Lilah Murchison’s life was nothing short of legend—providing fifty years’ worth of titillating conversation everywhere from happy hour at the Chuckwagon to luncheon with the North Boros Women's Club. Born to one of the poorest families in the working-class borough of Avalon, Lilah had spent the last thirty years in one of the finest old-money mansions in Ben Avon, the upscale community just down the river. And in getting there she hadn't just burned her bridges, she had pulverized them. Her path to wealth had been paved with the trampled torsos of virtually everyone she had grown up with—not to mention the bodies of three dead husbands—and her crimes against humanity and decency were known the length of the Ohio's north bank. Kitten-ea
ter or no, Lilah Murchison was one creepy dame.
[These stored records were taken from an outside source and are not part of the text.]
PR #472, opened 2024-04-24
AA: Fix Base RPC

MatiNavCrossmint:
## Description

Llama RPC caused a `net_version` error. Changing the url resolves it

## Test plan

Created AA locally


afeight (approved):
yes plz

Unless, of course, one took the opinion of Randall Koslow. "I’m very sorry to hear that," he said sincerely. "She was a good client and a fine woman. My sympathies to her son."
Nikki Loomis's eyes narrowed somewhat, their gray depths flashing. Leigh knew very little about Lilah’s son, but she was guessing there were things to know. "Dean will get over it," the personal assistant snapped. "But there's nothing we can do now except wait. Bits of the plane have been found, but it went down in some pretty deep water, and they say they may never find the bodies."
Aha. Leigh tried to stop herself from spinning bizarre alternative scenarios in her head, but she knew resistance was pointless. Her brain minded her commands about as well as Mao Tse did. "Was there a passenger list?" she inquired innocently—or so she hoped.
Nikki turned on her with a frown, absently flexing an unnaturally thick bicep. "Not that I heard of. But two employees at the airport say they saw a thin, blond woman in her sixties get on with Mrs. McClintock. And one mentioned that she was hauling a cat carrier." She turned back to Randall. "You know Ms. Lilah never went anywhere without Mrs. Wiggs."
The veterinarian nodded soberly. "True. She was devoted to all her pets." He paused thoughtfully. "Speaking of which—do you have any idea if she made arrangements for them?"
"No, and her estate's going to be a real mess because of the wait for a death certificate. But her son’s been bugging the lawyer about reading her will, and it looks like the guy’s agreed because Ms. Lilah’s got so much stuff that has to be dealt with. Of course," she added heavily, "nothing's going to be changing hands until she's declared legally dead."
"Who will be taking care of the cats, then?" Randall asked.